Can anyone see what I’m doing wrong?
EDIT 2: I figured out some of the mistakes I made in that code. Turns out that I can’t do the CFrame.Angles with the argument of the angle I want it pointed to, but I have to use an argument for how much I want it rotated by.
So instead of calculating the necessary angle for each step, I just have to calculate the change in angle between each frame:
local angleDelta = ((math.pi / 4) / t) / 60
Because I couldn’t see a good way to calculate the number of times the animation loop will run, I took the amount of the rotation (45 degrees) divided by the time to take that rotation (t) divided by the number of frames per second (I assumed 60 because that is the cap and I don’t know a good way to get the actual value).
Then, in the animation loop, I have:
projectile.CFrame = projectile.CFrame * CFrame.Angles(-(angleDelta), 0, 0)
Now when I have a static projectile that is not moving, it rotates the correct amount in the correct duration. But when I try to combine it with the CFrame change from projectile.CFrame = CFrame.new((.5 * g * nt * nt) + (v0 * nt) + source.Position)
, it doesn’t rotate. I also tried combining the two together with a multiplication, but that doesn’t work either.
Any ideas why I can’t get the two working together?
Sorry I for whatever reason didn’t see this question when you originally posted it.
For this I would use the velocity equation to get the direction you’re object is going to be facing and then from there you can use CFrame.lookAt
or CFrame.fromMatrix
.
local g, v0, x0 -- define these
local function x(t)
return 0.5*g*t*t + v0*t + x0
end
local function v(t)
return g*t + v0
end
local t = 0
game:GetService("RunService").Heartbeat:Connect(function(dt)
t = t + dt
local position = x(t)
local velocity = v(t)
local cframe = CFrame.lookAt(position, position + velocity)
end)
Now the one issue you may find with this is when the parabola reaches its peak then velocity will have a magnitude of zero (as shown when deriving the max jump height in the OP).

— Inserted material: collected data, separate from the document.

PR #12078, opened 2026-07-04
fix(plugin-onboarding,client): surface real oauth recovery errors, fix stuck leader watcher

wittjosiah:
## Summary

Investigated an `oauth recovery finalize failed` error surfaced in SigNoz (two occurrences this morning, same user, both failing identically), which uncovered two related bugs:

- **`plugin-onboarding`**: [`oauth-recovery-redirect.ts`](packages/plugins/plugin-onboarding/src/capabilities/oauth-recovery-redirect.ts) logged `UnknownException.message` on finalize failure. Since the RPC calls inside `finalizeRedirect` use bare `Effect.tryPromise(() => ...)` with no `catch` mapper, Effect always sets `.message` to the generic boilerplate `"An unknown error occurred in Effect.tryPromise"` — the real cause was sitting in `.error`/`.cause` and being silently discarded, making every occurrence of this error undiagnosable from telemetry. Now unwraps the real cause before logging, and shows a toast on the generic failure path so a failed OAuth finalize is no longer silent to the user (mirrors the existing `params.error` toast for kms-service pre-identity failures).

In that case we need to handle the situation a little differently:
local t = 0
game:GetService("RunService").Heartbeat:Connect(function(dt)
t = t + dt
local position = x(t)
local velocity = v(t)
if velocity:Dot(velocity) == 0 then -- magnitude^2 == 0
velocity = v(t - dt) * Vector3.new(1, 0, 1)
end
local cframe = CFrame.lookAt(position, position + velocity)
end)
Hope that helps!
This is exactly what I was looking for! Thank you so much
Thank you so much for the resource!
It turns out that the trajectory will have inaccuracies for reasons other than collision-based velocity damping. One of them is the integration method Roblox is currently using (the formula that updates the object position based on its velocity, and its velocity based on its acceleration). Users @GFink, @GloriedRage and I have recently figured how to suppress this offset, if you’d like to take a look!
I saw this thread and i wanted to ask you something. How can i make a projectile (or any part etc.) move into a special trajectory (not roblox world physics) like in Original Snido Life. I mean projectile goes to mouse point but not up and down but from left to right. Also, self growing trees from Shindo Life.